An acreage home loan can help you buy a rural property, but only if it meets certain criteria.
If you’ve decided on a tree change and are looking to escape the city life for a more pastoral setting, it’s likely you’re looking at larger blocks of land. If you’re buying a rural property, you may find you need a special type of home loan called an acreage loan.
Acreage home loans, or loans for rural land, can be difficult to obtain. Your approval largely relies on two things: the size of the land and what you’ll be using it for.
Lenders can be hesitant when it comes to the size of the land you’re purchasing. This is because larger lots are often used for commercial farming purposes, which requires a commercial home loan.
The size of the land you’re buying will often dictate the size of deposit you need. With land below 10 hectares, your loan is likely to be treated like any other residential home loan, and you may be able to borrow up to 95% of the value of the property you’re purchasing.
Some lenders may require only a 5% deposit for land up to 50 hectares. However, if you’re buying land larger than this, you’re likely to need a 20–30% deposit.
Properties above 100 hectares in size are unlikely to find residential home loan financing. Lenders often consider these properties to be commercial farms, even if you don’t intend to produce income from farming.
Your use of the land
The reason lenders tend to scrutinise the size of rural land purchases is because it often informs the use of the land.
Land that is above a certain size is seen as income producing, meaning it’s classed as a commercial farm. Properties like this require a commercial loan, which can be much more complicated to obtain than a residential loan.
However, this doesn’t mean you can’t use the land for any farming activities. Lenders will generally allow the use of land for “hobby farms”, or farming activities that aren’t a main source of income.
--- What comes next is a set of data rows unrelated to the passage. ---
PR #330, opened 2021-12-07
Moved the CPU capability logic inside fipsmodule

dkostic:
### Issues:
N/A

### Description of changes: 
The change moves the CPU capability detection logic inside the FIPS module as required by FIPS.

### Call-outs:

### Testing:


tests/ci/run_fips_tests.sh
```diff
@@ -4,37 +4,23 @@
...
+fips_build_and_test -DCMAKE_BUILD_TYPE=Release -DBUILD_SHARED_LIBS=1
+
+# The AL2 version of Clang does not have all of the required artifacts for address sanitizer, see P45594051
+if [[ ("${CC}" == *clang*) && ($(uname -a) == *Ubuntu*) ]]; then
+  echo "Building with Clang and testing AWS-LC in FIPS RelWithDebInfo mode with address sanitizer."
+  fips_build_and_test -DASAN=1 -DCMAKE_BUILD_TYPE=RelWithDebInfo -DBUILD_SHARED_LIBS=1
+else
+  echo "Not building with Clang and testing AWS-LC in FIPS RelWithDebInfo mode."
+  fips_build_and_test -DCMAKE_BUILD_TYPE=RelWithDebInfo -DBUILD_SHARED_LIBS=1
+fi
```
bryce-shang, line 17: Nit: in CodeBuild batch script, env variable `AWSLC_NO_ASM_FIPS` is used to enable/disable the ASAM. If `Ubuntu` is used, maybe delete `AWSLC_NO_ASM_FIPS`, which is no longer used. See previous code.
```
if [[  "${AWSLC_NO_ASM_FIPS}" == "1" ]]; then
  # This dimension corresponds to boringssl CI 'linux_fips_noasm_asan'.
  # https://logs.chromium.org/logs/boringssl/buildbucket/cr-buildbucket.appspot.com/8852496158370398336/+/steps/cmake/0/logs/execution_details/0
  echo "Testing AWS-LC in FIPS OPENSSL_NO_ASM Release mode."
  fips_build_and_test -DASAN=1 -DOPENSSL_NO_ASM=1 -DCMAKE_BUILD_TYPE=Release
  # TODO(shang): add ASAN build with RelWithDebInfo if final FIPS build uses the option.
fi
```

crypto/internal.h
```diff
@@ -159,14 +159,6 @@ extern "C" {
 void OPENSSL_cpuid_setup(void);
 #endif
 
-#if (defined(OPENSSL_ARM) || defined(OPENSSL_AARCH64)) && \
-    !defined(OPENSSL_STATIC_ARMCAP)
-// OPENSSL_get_armcap_pointer_for_test returns a pointer to |OPENSSL_armcap_P|
-// for unit tests. Any modifications to the value must be made after
-// |CRYPTO_library_init| but before any other function call in BoringSSL.
-OPENSSL_EXPORT uint32_t *OPENSSL_get_armcap_pointer_for_test(void);
-#endif
```
DominicDams, line 168: It's unclear to me why we are removing this. Is there a rational for this/ reason this won't break anything?

crypto/internal.h
```diff
@@ -159,14 +159,6 @@ extern "C" {
 void OPENSSL_cpuid_setup(void);
 #endif
 
-#if (defined(OPENSSL_ARM) || defined(OPENSSL_AARCH64)) && \
```
nebeid, line 162: I wonder if we wanted to keep this capability for non-fips buids.

crypto/test/gtest_main.cc
```diff
@@ -43,33 +37,6 @@ int main(int argc, char **argv) {
     }
 #endif
 
-#if defined(TEST_ARM_CPUS)
```
nebeid, line 46: Related to my comment: I wonder if we wanted to keep this capability for non-fips buids.

include/openssl/cpu.h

This means you may be able to keep a limited amount of livestock on your land, and even grow and sell crops. Lenders tend to define “income generating” activities on rural land as agricultural activities that generate more than $20,000 per annum in income. Moreover, if you will rely on agricultural activity to service your acreage home loan, your property is likely to be classed as a commercial farm and you will need a commercial loan.
But you can carry on activities like raising and selling a few head of livestock or even selling some fruit and vegetables at farmers markets. As long as you don’t exceed the threshold of income generating agricultural activities and the size of the land is small enough, your purchase will likely fall into the hobby farm category.
A note on residential rural property and valuations
If you do establish a hobby farm, it’s important to note that a valuation of your property will not take into account any agricultural equipment, buildings or improvements you’ve made to the land. Because the land is classed as residential, valuers will only consider the land and residence.
If you’re looking to make a lifestyle change and get out of the hustle and bustle of the city, an acreage home loan could be the solution for you. But before you apply, make sure the property you’re purchasing fits within lenders’ criteria.